Task instructions
Below is a block of entries; repeat exactly the lines starting at the line that contains "I heard that" and ending at the line that contains "relocate 'io.nats.client', 'me.lucko.luckperms.lib.nats'", both included.

Excerpted records
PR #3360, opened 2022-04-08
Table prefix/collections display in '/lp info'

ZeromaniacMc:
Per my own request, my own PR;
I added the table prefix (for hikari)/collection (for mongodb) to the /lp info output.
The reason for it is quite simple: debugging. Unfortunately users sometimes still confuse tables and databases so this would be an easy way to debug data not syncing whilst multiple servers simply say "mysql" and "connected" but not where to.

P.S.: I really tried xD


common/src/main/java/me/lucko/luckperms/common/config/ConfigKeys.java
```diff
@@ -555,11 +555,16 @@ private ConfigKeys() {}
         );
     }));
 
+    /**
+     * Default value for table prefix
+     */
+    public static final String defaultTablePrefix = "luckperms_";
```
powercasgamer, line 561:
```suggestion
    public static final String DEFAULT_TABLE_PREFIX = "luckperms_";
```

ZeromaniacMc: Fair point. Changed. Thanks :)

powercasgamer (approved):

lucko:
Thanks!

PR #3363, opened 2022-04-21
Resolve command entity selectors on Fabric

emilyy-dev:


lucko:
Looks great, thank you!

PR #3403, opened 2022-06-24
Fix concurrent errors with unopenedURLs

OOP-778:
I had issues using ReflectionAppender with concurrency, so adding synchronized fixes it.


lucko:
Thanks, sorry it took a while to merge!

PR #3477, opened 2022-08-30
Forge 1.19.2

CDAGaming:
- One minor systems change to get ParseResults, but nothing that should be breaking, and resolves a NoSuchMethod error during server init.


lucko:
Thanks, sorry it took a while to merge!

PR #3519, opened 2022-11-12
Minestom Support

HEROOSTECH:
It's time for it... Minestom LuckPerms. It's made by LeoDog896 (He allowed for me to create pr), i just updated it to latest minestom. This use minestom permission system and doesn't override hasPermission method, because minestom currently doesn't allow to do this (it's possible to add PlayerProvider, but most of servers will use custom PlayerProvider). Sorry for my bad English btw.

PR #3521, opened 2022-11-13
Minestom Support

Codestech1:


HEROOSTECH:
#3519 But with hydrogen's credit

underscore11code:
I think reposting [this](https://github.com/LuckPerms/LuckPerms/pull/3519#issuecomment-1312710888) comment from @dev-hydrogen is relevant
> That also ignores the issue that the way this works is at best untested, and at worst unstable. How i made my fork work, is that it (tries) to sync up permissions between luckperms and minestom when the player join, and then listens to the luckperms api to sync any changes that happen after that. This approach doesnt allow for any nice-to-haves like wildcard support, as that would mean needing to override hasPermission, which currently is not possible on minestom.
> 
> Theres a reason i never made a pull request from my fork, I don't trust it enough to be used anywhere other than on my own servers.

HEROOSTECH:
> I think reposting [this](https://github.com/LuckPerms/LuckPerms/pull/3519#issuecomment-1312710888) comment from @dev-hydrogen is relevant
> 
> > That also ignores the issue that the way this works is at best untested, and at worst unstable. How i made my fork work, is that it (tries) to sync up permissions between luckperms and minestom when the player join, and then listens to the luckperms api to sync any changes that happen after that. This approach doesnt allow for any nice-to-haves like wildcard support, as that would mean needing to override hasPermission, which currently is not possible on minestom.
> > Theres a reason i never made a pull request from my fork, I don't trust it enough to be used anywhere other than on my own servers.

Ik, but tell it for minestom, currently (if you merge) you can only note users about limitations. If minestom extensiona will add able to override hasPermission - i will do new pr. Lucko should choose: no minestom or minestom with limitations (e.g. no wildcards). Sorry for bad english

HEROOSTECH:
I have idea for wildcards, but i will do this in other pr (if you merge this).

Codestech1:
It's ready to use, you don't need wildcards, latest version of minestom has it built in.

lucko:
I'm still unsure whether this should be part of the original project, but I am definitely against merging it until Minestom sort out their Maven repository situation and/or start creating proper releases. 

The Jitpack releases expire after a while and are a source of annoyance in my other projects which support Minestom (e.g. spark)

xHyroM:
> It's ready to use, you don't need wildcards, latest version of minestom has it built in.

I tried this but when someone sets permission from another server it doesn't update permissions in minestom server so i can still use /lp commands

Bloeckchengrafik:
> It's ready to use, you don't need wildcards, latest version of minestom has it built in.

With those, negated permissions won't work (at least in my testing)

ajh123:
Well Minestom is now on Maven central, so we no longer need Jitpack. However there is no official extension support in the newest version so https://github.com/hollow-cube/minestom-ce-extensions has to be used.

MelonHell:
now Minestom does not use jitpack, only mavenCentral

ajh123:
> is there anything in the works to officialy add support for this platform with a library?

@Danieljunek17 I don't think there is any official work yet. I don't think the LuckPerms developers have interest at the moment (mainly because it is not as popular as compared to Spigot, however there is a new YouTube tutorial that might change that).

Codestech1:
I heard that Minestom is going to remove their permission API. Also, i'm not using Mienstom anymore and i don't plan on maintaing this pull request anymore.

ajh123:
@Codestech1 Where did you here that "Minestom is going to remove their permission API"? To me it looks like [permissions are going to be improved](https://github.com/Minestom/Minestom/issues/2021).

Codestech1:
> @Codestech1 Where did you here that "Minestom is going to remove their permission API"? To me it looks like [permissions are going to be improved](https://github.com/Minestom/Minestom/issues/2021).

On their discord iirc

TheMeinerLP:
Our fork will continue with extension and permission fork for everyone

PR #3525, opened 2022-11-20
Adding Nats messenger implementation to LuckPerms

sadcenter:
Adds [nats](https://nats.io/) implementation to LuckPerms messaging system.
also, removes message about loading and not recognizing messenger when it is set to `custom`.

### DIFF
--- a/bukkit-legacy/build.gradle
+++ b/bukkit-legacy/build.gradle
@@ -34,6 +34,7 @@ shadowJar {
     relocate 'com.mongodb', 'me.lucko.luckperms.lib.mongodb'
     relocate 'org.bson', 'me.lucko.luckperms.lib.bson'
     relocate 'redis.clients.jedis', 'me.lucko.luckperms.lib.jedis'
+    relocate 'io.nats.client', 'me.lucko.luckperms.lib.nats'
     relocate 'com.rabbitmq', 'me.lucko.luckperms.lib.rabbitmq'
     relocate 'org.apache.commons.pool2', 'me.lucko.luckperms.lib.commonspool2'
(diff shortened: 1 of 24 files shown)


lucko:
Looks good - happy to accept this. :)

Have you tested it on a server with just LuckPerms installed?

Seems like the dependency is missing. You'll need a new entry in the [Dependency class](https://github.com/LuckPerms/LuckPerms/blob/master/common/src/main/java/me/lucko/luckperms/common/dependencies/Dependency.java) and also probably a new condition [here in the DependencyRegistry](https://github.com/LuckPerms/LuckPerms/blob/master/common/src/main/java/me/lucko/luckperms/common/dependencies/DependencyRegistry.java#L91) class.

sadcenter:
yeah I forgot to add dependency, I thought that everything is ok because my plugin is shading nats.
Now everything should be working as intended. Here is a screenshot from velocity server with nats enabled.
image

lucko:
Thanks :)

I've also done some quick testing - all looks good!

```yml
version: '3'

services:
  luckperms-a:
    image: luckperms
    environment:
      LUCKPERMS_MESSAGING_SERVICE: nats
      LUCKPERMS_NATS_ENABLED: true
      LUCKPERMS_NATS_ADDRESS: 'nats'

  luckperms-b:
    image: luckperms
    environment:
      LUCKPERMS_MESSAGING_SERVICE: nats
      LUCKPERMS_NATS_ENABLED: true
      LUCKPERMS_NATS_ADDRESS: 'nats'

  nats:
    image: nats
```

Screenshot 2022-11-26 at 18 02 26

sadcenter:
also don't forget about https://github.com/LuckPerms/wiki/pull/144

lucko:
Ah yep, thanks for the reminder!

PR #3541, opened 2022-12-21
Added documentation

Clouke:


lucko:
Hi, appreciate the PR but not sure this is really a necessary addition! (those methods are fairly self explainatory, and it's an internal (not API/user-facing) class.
* * *
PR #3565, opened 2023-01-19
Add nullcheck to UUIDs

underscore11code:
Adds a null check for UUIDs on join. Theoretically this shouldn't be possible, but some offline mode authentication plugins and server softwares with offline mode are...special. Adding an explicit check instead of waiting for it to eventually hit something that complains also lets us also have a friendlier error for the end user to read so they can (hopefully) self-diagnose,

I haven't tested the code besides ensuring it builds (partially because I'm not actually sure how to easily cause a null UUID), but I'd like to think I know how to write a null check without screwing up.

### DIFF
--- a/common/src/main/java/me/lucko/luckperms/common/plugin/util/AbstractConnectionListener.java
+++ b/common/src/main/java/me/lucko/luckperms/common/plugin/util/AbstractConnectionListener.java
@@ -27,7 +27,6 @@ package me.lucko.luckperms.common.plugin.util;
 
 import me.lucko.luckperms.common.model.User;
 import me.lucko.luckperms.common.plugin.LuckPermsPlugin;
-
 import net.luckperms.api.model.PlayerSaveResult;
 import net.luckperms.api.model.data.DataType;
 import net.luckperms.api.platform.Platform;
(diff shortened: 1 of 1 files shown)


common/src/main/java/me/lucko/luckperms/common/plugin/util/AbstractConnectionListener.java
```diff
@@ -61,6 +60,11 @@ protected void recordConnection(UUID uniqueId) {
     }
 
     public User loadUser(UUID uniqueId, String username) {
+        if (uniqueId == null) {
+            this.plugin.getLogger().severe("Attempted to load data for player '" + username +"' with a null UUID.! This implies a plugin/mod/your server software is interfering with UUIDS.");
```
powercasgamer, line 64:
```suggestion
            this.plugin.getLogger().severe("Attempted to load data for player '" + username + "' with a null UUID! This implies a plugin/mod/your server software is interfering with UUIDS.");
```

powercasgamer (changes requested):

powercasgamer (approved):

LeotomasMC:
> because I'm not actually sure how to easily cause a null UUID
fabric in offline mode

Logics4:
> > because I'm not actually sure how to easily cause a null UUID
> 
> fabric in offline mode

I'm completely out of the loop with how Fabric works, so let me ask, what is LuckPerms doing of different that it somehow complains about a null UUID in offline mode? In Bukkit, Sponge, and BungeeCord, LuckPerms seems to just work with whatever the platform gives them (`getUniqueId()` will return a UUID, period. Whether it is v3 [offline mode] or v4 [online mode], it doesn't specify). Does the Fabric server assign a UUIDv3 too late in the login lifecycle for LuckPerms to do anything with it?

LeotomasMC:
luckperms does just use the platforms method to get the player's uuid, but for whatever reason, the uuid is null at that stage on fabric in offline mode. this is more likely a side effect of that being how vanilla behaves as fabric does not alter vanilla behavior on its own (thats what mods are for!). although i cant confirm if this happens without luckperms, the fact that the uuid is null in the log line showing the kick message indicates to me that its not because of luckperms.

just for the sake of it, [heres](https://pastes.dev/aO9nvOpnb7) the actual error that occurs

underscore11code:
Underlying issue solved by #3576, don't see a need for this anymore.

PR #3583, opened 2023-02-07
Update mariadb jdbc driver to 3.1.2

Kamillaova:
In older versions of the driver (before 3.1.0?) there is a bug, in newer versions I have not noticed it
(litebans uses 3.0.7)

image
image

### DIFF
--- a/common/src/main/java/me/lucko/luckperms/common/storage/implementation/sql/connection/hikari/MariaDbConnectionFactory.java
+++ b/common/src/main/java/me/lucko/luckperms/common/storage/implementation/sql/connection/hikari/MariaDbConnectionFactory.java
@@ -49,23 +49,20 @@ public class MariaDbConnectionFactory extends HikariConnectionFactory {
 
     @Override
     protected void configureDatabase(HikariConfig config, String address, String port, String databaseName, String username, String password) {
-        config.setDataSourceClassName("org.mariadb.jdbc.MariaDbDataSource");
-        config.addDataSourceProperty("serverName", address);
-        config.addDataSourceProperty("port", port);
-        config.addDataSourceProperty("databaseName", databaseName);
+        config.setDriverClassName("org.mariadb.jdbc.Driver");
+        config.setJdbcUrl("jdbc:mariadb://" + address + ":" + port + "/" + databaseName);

Exercise response
I heard that Minestom is going to remove their permission API. Also, i'm not using Mienstom anymore and i don't plan on maintaing this pull request anymore.

ajh123:
@Codestech1 Where did you here that "Minestom is going to remove their permission API"? To me it looks like [permissions are going to be improved](https://github.com/Minestom/Minestom/issues/2021).

Codestech1:
> @Codestech1 Where did you here that "Minestom is going to remove their permission API"? To me it looks like [permissions are going to be improved](https://github.com/Minestom/Minestom/issues/2021).

On their discord iirc

TheMeinerLP:
Our fork will continue with extension and permission fork for everyone

PR #3525, opened 2022-11-20
Adding Nats messenger implementation to LuckPerms

sadcenter:
Adds [nats](https://nats.io/) implementation to LuckPerms messaging system.
also, removes message about loading and not recognizing messenger when it is set to `custom`.

### DIFF
--- a/bukkit-legacy/build.gradle
+++ b/bukkit-legacy/build.gradle
@@ -34,6 +34,7 @@ shadowJar {
     relocate 'com.mongodb', 'me.lucko.luckperms.lib.mongodb'
     relocate 'org.bson', 'me.lucko.luckperms.lib.bson'
     relocate 'redis.clients.jedis', 'me.lucko.luckperms.lib.jedis'
+    relocate 'io.nats.client', 'me.lucko.luckperms.lib.nats'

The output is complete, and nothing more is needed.